Unfortunately for the German chancellor, neither she nor her Christian Democratic Party (CDU) is the object of the chants and adulation at this rally of young conservatives on a Saturday afternoon in October. Instead, the calls — “KT! KT! KT!” — refer to Merkel’s debonair 38-year-old defence minister from the CDU’s smaller, more conservative Bavarian sister party, the Christian Social Union (CSU). “KT” is Karl-Theodor zu Guttenberg — or to give him his full dues, Karl Theodor Maria Nikolaus Johann Jacob Philipp Franz Joseph Sylvester, Baron von und zu Guttenberg. Pictures of Guttenberg and his wife Stephanie, the great-great-granddaughter of the “Iron Chancellor” Otto von Bismarck — architect of German unification in the 19th century — frequently decorate the covers of newspapers and magazines.
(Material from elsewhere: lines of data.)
PR #318, opened 2020-02-28
Nano8.2.0

glynnbird:
## Checklist

## Description

Nano 8.2 (a dependency of nodejs-cloudant) no longer accepts a blank string as a parameter for `db.head`. The couchbackup code was relying on this to detect the presence of a database. I've swapped out this call for `db.info` which is the equivalent of `GET /db` instead. I've updated the test suite too.

See https://github.com/cloudant/nodejs-cloudant/issues/416

## Approach

```js
db.head('', callback)
```

used to work, but Nano is now more strict on empty or missing parameters. This has been swapped out for:

```js
db.info(callback)
```

which performs the same logical function - "does the database exist?".

## Schema & API Changes

- "No change"

## Security and Privacy

- "No change"

## Testing

Modified existing tests because HEAD swapped for GET.

## Monitoring and Logging

- "No change"


CHANGES.md
```diff
@@ -1,3 +1,6 @@
+# 2.5.2-SNAPSHOT (2020-02-28)
+- [FIXED] Isssue with compatibility with Nano 8.2.0.
```
ricellis: 1 too many `s` here

app.js
```diff
@@ -160,7 +160,7 @@ function addEventListener(indicator, emitter, event, f) {
   @param {function(err)} callback - error is undefined if DB exists
 */
 function proceedIfDbValid(db, callback) {
-  db.head('', function(err) {
+  db.info(function(err, data) {
```
ricellis: I know it's not a lot of wasted data, but I think we ought to stick with doing the `HEAD`
```suggestion
  db.server.request({ db: db.config.db, method: 'HEAD' }, function(err) {
```

test/fatalerrors.js
```diff
@@ -113,35 +113,35 @@ function restoreHttpError(opts, errorName, errorCode, done) {
     describe('for backup', function() {
       it('should terminate when DB does not exist', function(done) {
         // Simulate existence check
-        nock(url).head('/fakenockdb').reply(404, { error: 'not_found', reason: 'missing' });
+        nock(url).get('/fakenockdb').reply(404, { error: 'not_found', reason: 'missing' });
```
ricellis: Obviously if we stick with `HEAD` these test changes can be discarded.

CHANGES.md
glynnbird: ha

PR #365, opened 2021-08-06
357 update cloudant client

### LINKED ISSUE #357: Migrate from `@cloudant/cloudant` to `@ibm-cloud/cloudant`

## Bug Description

Migrate to use [Cloudant's new Node SDK](https://github.com/IBM/cloudant-node-sdk/) `@ibm-cloud/cloudant`

Dependency change, no demonstration needed.

Use the latest Cloudant SDK.

### 3. What actually happened

`@cloudant/cloudant` library uses the deprecated `request` library and will itself be deprecated.

## Environment details
    > `<= 2.6.1`
- Node.js version
    > Any

ricellis:
## Checklist

## Description

Replace `@cloudant/cloudant` with `@ibm-cloud/cloudant`

Fixes #357

## Approach

* Replace `@cloudant/cloudant` package dependency with:
    * `@ibm-cloud/cloudant`
    * `tough-cookie` (for session cookie support)
    * `retry-axios` (for retry support)

* Make `request` client return an object containing `service` client and `db` for database name.
* Update service requests to use new calls and models.
* Use promise responses and update response handling where needed.
* Fix broken termination error handling.

## Schema & API Changes

- No API changes.
- Minor changes in non-API:
    -  retry timings
    -  error messages - this is the biggest user facing change here. Error codes remain the same, but the request URL is no longer trivially available to form part of `couchbackup`'s error message.

## Security and Privacy

- "No change"

## Testing

- Modified existing tests because:
    * Mocks needed updating to match new request methods.
    * Some mock responses needed functions to ensure the status message was present.
    * Message assertion updates.

## Monitoring and Logging

- "No change"

### DIFF
--- a/includes/spoolchanges.js
+++ b/includes/spoolchanges.js
@@ -1,4 +1,4 @@
-// Copyright © 2017, 2018 IBM Corp. All rights reserved.
+// Copyright © 2017, 2021 IBM Corp. All rights reserved.
 //
 // Licensed under the Apache License, Version 2.0 (the "License");
 // you may not use this file except in compliance with the License.
@@ -14,10 +14,30 @@
 'use strict';
 
 const fs = require('fs');
+const stream = require('stream');
 const liner = require('./liner.js');
 const change = require('./change.js');
 const error = require('./error.js');
 const debug = require('debug')('couchbackup:spoolchanges');
+
+// Class for streaming _changes error responses into
+// In general the response is a small error/reason JSON object
+// so it is OK to have this in memory.
+class ResponseWriteable extends stream.Writable {
+  constructor(options) {
+    super(options);
+    this.data = [];
+  }
+
+  _write(chunk, encoding, callback) {
+    this.data.push(chunk);
+    callback();
+  }
+
+  stringBody() {
+    return Buffer.concat(this.data).toString();
+  }
+}
 
 /**
  * Write log file for all changes from a database, ready for downloading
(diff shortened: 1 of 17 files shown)


includes/spoolchanges.js
```diff
@@ -62,34 +63,55 @@ module.exports = function(db, log, bufferSize, ee, callback) {
...
+          callback(new error.BackupError('SpoolChangesError', 'Changes request terminated before last_seq was sent'));
+        } else {
+          debug('finished streaming database changes');
+          logStream.end(':changes_complete ' + lastSeq + '\n', 'utf8', callback);
+        }
+      });
+  }).catch(err => {
+    if (err.code && err.code >= 400) {
+      if (err.body) {
+        class ResponseWriteable extends stream.Writable {
```
mojito317, line 89: A comment should be good here, what this is for. For _bulk_docs there was one previously:
```
    // Class for streaming _bulk_docs responses into
    // In general the response is [] or a small error/reason JSON object
    // so it is OK to have this in memory.
```

test/hooks.js
```diff
@@ -15,8 +15,18 @@
 /* global beforeEach afterEach */
 'use strict';
 
-const cloudant = require('@cloudant/cloudant')(
-  (process.env.COUCH_BACKEND_URL) ? { url: process.env.COUCH_BACKEND_URL } : 'https://no-couch-backend-url-set.test');
+const { CloudantV1 } = require('@ibm-cloud/cloudant');
+const url = new URL((process.env.COUCH_BACKEND_URL) ? process.env.COUCH_BACKEND_URL : 'https://no-couch-backend-url-set.test');
+const { BasicAuthenticator, NoAuthAuthenticator } = require('ibm-cloud-sdk-core');
+const authenticator = (url.username) ? new BasicAuthenticator({ username: url.username, password: url.password }) : new NoAuthAuthenticator();
```
mojito317, line 21: Handling missing username/password would be a nice to have.

test/request.js
```diff
@@ -34,46 +34,58 @@ describe('#unit Check request response error callback', function() {
...
+      });
 
-    db.get('bad', function(err) {
+    db.service.getDocument({ db: db.db, docId: 'bad' }).then(response => {
+      done(new Error('Successful response when error expected.'));
+    }).catch(err => {
       err = error.convertResponseError(err);
       assert.strictEqual(err.name, 'HTTPFatalError');
-      assert.strictEqual(err.message, `500 : GET ${url}/bad - Error: foo, Reason: bar`);
+      assert.strictEqual(err.message, '500 foo - Error: foo, Reason: bar');
```
mojito317, line 61: Are the tests checking somewhere there were 3 attempts?

mojito317 (approved):
LGTM! Just some minor comments.

test/request.js
ricellis: yes, the `couch.isDone()` on the next line validates that all the queued responses were returned (i.e. `times(3)` was satisfied in this case).
If a fourth request happens nock will throw an error that there was no matching request.

test/hooks.js
ricellis: I'm not sure I follow - if the `username` is missing we use `NoAuthAuthenticator` - which is a valid use case for our mocks (which don't mock the session handling aspects) or indeed if one was testing against e.g. an admin party CouchDB.
In the case that the `username` is supplied but not the `password` then if a password is required by the server the test will fail anyway wtih a `401`.
Do you mean to make an assumption that a `password` is always needed if a `username` is supplied and assert it separately?

mojito317: > In the case that the `username` is supplied but not the `password` then if a password is required by the server the test will fail anyway wtih a `401`.
> Do you mean to make an assumption that a `password` is always needed if a `username` is supplied and assert it separately?

Yeah, but not necessary, because it will fail on the server-side (that's why I wrote _a nice to have_).

includes/spoolchanges.js
ricellis: Done in 290848be044e9fffd74297fdb1234c10b12b723c - I also pulled the class out of the function for a readability improvement.

emlaver (approved):
Looks great!

PR #381, opened 2021-11-01
Add user-agent in interceptor

### LINKED ISSUE #380: Incorrect user-agent
## Bug Description

When debugging #379 it was discovered that the `user-agent` header is reporting `cloudant-node-sdk` instead of `cloudant-couchbackup`.

Check the `user-agent` header on any request.

The `user-agent` should report `cloudant-couchbackup` and some version metadata.

### 3. What actually happened

The `user-agent` is `cloudant-node-sdk` + version medata.

Although we set the header here: https://github.com/cloudant/couchbackup/blob/68c802b641673d0a29f560970fb70ce90e18cf56/includes/request.js#L134

The SDK sets the `user-agent` header later than that, so overrides the value provided by couchbackup. We need to set the header even later to make sure it is correct to assist with debugging.

## Environment details
    > 2.7.0
- Node.js version
    > 14.18.1

ricellis:
## Checklist

## Description

Set the `user-agent` header to the correct value.

Fixes #380

## Approach

Set the `user-agent` header in an interceptor to avoid the SDK overriding it with its own value.

## Schema & API Changes

- "No change"

## Security and Privacy

- "No change"

## Testing

- Added new tests to assert `user-agent` header is correct.

## Monitoring and Logging

- Request header updated so easier to log/debug requests originating from couchbackup.

### DIFF
--- a/CHANGES.md
+++ b/CHANGES.md
@@ -1,3 +1,6 @@
+# Unreleased
+- [FIXED] Corrected `user-agent` header on requests.
+
 # 2.7.0 (2021-09-14)
 - [UPGRADED] Cloudant client dependency from `@cloudant/cloudant` to `@ibm-cloud/cloudant`.
 
--- a/includes/request.js
+++ b/includes/request.js
@@ -131,7 +131,6 @@ module.exports = {
     const serviceOpts = {
       authenticator: authenticator,
       timeout: opts.requestTimeout,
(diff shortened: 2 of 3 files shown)


emlaver (approved):
Looks good

mojito317 (approved):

It may surprise many, especially those outside Germany, that the young noble is even considered a serious rival to the woman widely known as the new Iron Chancellor. But with the ruling coalition struggling in the polls, and some party insiders accusing her of weak leadership and a lack of enthusiasm, Merkel is beginning to look like a politician fighting for survival. In a Forsa survey in mid-October, 23 percent of respondents said Guttenberg would make a better chancellor than Merkel, with just 14 percent preferring the incumbent. More strikingly, nearly half the Germans polled saw no difference between the two leaders’ abilities — something of an insult to the 56-year-old chancellor, re-elected just a year ago and in the front line of German politics for almost two decades.
Guttenberg, who entered parliament just eight years ago, may turn out to be a flash in the pan. But his rise does highlight a contradiction about Angela Merkel: after five years as the most powerful person in Germany, her star seems to be waning at home even as it rises abroad. “There seem to be two Merkels — one abroad, one at home,” says Eberhard Sandschneider, research chief for the DGAP foreign policy think-tank. “It is a pattern in German politics and is similar to what her predecessors Helmut Schmidt and Helmut Kohl experienced.”
IRON CHANCELLOR OF EUROPE
In person, Merkel comes across as a supremely confident politician of growing global stature. Unemployment is at an 18-year low and Germany, unlike historic rivals France and Britain, has avoided the drastic austerity measures that have filled French streets with protesters and will chop almost half a million public-sector jobs in Britain. The economy, motoring along at 2.2 percent growth, looks likely to expand steadily from now until her second term ends in 2013. Germany’s growing assertiveness on the international stage has just been cemented by a new two-year turn on the United Nations Security Council.